### TRY IT
Repeat the data below exactly. Include each line.
[DATA EXTRACTS]
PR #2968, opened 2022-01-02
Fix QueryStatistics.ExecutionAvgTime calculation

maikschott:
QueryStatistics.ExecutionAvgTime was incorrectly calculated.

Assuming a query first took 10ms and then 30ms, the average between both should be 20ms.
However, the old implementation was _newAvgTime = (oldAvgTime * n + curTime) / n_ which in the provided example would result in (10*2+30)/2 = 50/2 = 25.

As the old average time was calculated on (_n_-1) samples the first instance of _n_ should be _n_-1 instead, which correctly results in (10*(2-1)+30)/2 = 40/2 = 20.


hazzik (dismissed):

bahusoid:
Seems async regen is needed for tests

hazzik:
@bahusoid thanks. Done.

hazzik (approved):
[/DATA EXTRACTS]
### YOUR SOLUTION
PR #2968, opened 2022-01-02
Fix QueryStatistics.ExecutionAvgTime calculation

maikschott:
QueryStatistics.ExecutionAvgTime was incorrectly calculated.

Assuming a query first took 10ms and then 30ms, the average between both should be 20ms.
However, the old implementation was _newAvgTime = (oldAvgTime * n + curTime) / n_ which in the provided example would result in (10*2+30)/2 = 50/2 = 25.

As the old average time was calculated on (_n_-1) samples the first instance of _n_ should be _n_-1 instead, which correctly results in (10*(2-1)+30)/2 = 40/2 = 20.


hazzik (dismissed):

bahusoid:
Seems async regen is needed for tests

hazzik:
@bahusoid thanks. Done.

hazzik (approved):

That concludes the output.